Issue #2970, opened 2024-11-18
[WebConsole] Button to open dialog to edit `program_config`


snkas:
As currently exists for `runtime_config`, the addition of a button to open a dialog to edit the `program_config` as JSON.

Issue #2930, opened 2024-11-10
Apply new WebConsole design


Karakatiza666:
- [x] Apply overall design layout
- [ ] Update dialogs and popups, implement batch pipeline actions

PR #2985, opened 2024-11-19
Implement the first version of the new UI design and layout

Karakatiza666:
Page layouts are overhauled excluding Changes Stream, Logs, and all dialogs
Some design features are missing, e.g. batch pipeline actions

Added premature support for `SqlCompiled` program status

Progress https://github.com/feldera/feldera/issues/2930: Apply new WebConsole design
Fix https://github.com/feldera/feldera/issues/2970: [WebConsole] Button to open dialog to edit program_config (button location will be adjusted in the future)


gz:
Here are some things:

- Can we get the same dot pattern from the figma 
Screenshot from 2024-11-19 11-01-18

- if one clicks the X here it's gone there is no way to bring it back we should probably have a way 
Screenshot from 2024-11-19 11-02-05

- clicking on these doesn't do anything righ tnow 
Screenshot from 2024-11-19 11-03-13

- the sub-menu looks strange since things are centered 
Screenshot from 2024-11-19 11-04-09

- show the down-arrow as in the figma 
Screenshot from 2024-11-19 11-04-50

- this links looks out of place, it's vertically centered in the figma
Screenshot from 2024-11-19 11-05-57

- I think the spacing between icon and text and button height is slightly off between figma and impl
figma: 
Screenshot from 2024-11-19 11-07-37

impl:
Screenshot from 2024-11-19 11-08-07

- some cache mismatch: deleting pipeline still shows them in the home page for a while before they disappear

https://github.com/user-attachments/assets/371e1ebc-6559-4762-a4b3-85dc37948f4e

- create pipeline box doesn't work on home page when there are no pipelines

Screenshot from 2024-11-19 11-09-20

- documentation button doesn't do anything on home page when there are no pipelines

- footer from figma is missing
Screenshot from 2024-11-19 11-14-21

- can we make padding in home pipeline table same as figma and remove vertical lines in table
Screenshot from 2024-11-19 11-14-48

- pipeline status in homepage doesn't update
Screenshot from 2024-11-19 11-15-57

- I think these buttons should show as disasbled (greyed out) when running as opposed to just the current tooltip
Screenshot from 2024-11-19 11-16-46

- buttons don't work (I had a running pipeline, stopped it then clicked the buttons)

https://github.com/user-attachments/assets/472d4b4a-13df-43b2-988f-ae782b442b2a


- can we make this gray like the other buttons (also I think icon spacing here is off too)
Screenshot from 2024-11-19 11-20-37

- they're both kind of setting buttons, maybe work with anna to see if there is a better way
Screenshot from 2024-11-19 11-21-36

- the fact that we constantly have buttons disappear/reappear is a but 'ugly' maybe anna has a better way to do this
https://github.com/user-attachments/assets/d67af9fb-f8c8-4183-9ce2-46550b71aeb4

- in the figma these white areas are all nicely aligned, here it makes it look a bit ugly
Screenshot from 2024-11-19 11-23-54


- can't see the rows in the adhoc query anymore 
Screenshot from 2024-11-19 11-25-10

- need to discus with anna but I think we should have this burger also on the homepage
 
Screenshot from 2024-11-19 11-26-26

- lets get rid of adhoc queries tab in the bottom panel alltogether, and only have it in one place
Screenshot from 2024-11-19 11-27-04

Karakatiza666:
@gz I appreciate the feedback, but:
1) This is not an exact implementation of a part of the Figma design, rather a first functional version;
2) All features are not implemented in a "pixel-perfect" manner: following exact pixel dimensions for sizes and spacing is both too time-consuming for the purposes of a fast rollout, and the Figma design hardly accounts for some practical concerns of implementation of a dynamic UI, as such minor deviations from the design dimensions are inconsequential at the very least for the purposes of the first release with the new UI.
3) Some liberties were taken in the implementation for the purposes of a faster rollout as temporary measures, or as alternate design decisions to be compared against the Figma design in a follow-up discussion.

As such, after I fix the issue with creating a new pipeline without pre-existing pipelines and a visibility bug of ad-hoc query rows, I suggest merging as-is:
1) To get the new design and layout in the people's hands ASAP for the early feedback
2) To unblock Simon on his to-be compiler rework PR

If you'd like I am happy to address every point in this PR at the cost of delaying the design release.

gz:
there is another problem that pipeline code can no longer be edited


https://github.com/user-attachments/assets/9653a991-5768-45e3-849e-2b9d61bdb0fe

gz:
new pipeline dialog on pipeline page as same problem as new pipeline in home page

https://github.com/user-attachments/assets/c5dd5e12-261f-4206-90b5-092a76a9809c

Karakatiza666:
Functional bugs you encountered seem to come down to the build system you used (probably `yarn` ?) did not resolve BigNumber.js library correctly. The issue should be fixed now

snkas:
Also: but stop button should be shutdown: "Stop" -> "Shutdown", for consistency across documentation.

Karakatiza666:
1) As for redirecting to the new page when creating a new pipeline or a demo - the main goal here as in the previous layout is to minimize the number of steps user needs to take. Previously sidebar provided some context that anchored the user while the page was changing, so the page change was not a jarring - one of the pros of the sidebar.
2) > In an adhoc query, it simultaneously says it returns both 1000 rows and 1001 rows

      Yeah, this is suboptimal but is not a regression, I will fix it in a future PR

Other points sound decent, just need to confirm them in a follow-up discussion

gz:
the pipeline list on the home page is not in sync with the latest state from the backend if you e..g. delete a pipeline it still shows up there after

Karakatiza666:
@gz this does not reproduce - when the pipeline is deleted outside web-console the list updates properly

gz:
I mean when u delete it in the pipeline view and then navigate to home page

gz (approved):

Your goal => Your answer should hold only the lines from the one with "1) To get the" through the end of the listing above, both ends included, written out exactly.

Solution below =>
1) To get the new design and layout in the people's hands ASAP for the early feedback
2) To unblock Simon on his to-be compiler rework PR

If you'd like I am happy to address every point in this PR at the cost of delaying the design release.

gz:
there is another problem that pipeline code can no longer be edited


https://github.com/user-attachments/assets/9653a991-5768-45e3-849e-2b9d61bdb0fe

gz:
new pipeline dialog on pipeline page as same problem as new pipeline in home page

https://github.com/user-attachments/assets/c5dd5e12-261f-4206-90b5-092a76a9809c

Karakatiza666:
Functional bugs you encountered seem to come down to the build system you used (probably `yarn` ?) did not resolve BigNumber.js library correctly. The issue should be fixed now

snkas:
Also: but stop button should be shutdown: "Stop" -> "Shutdown", for consistency across documentation.

Karakatiza666:
1) As for redirecting to the new page when creating a new pipeline or a demo - the main goal here as in the previous layout is to minimize the number of steps user needs to take. Previously sidebar provided some context that anchored the user while the page was changing, so the page change was not a jarring - one of the pros of the sidebar.
2) > In an adhoc query, it simultaneously says it returns both 1000 rows and 1001 rows

      Yeah, this is suboptimal but is not a regression, I will fix it in a future PR

Other points sound decent, just need to confirm them in a follow-up discussion

gz:
the pipeline list on the home page is not in sync with the latest state from the backend if you e..g. delete a pipeline it still shows up there after

Karakatiza666:
@gz this does not reproduce - when the pipeline is deleted outside web-console the list updates properly

gz:
I mean when u delete it in the pipeline view and then navigate to home page

gz (approved):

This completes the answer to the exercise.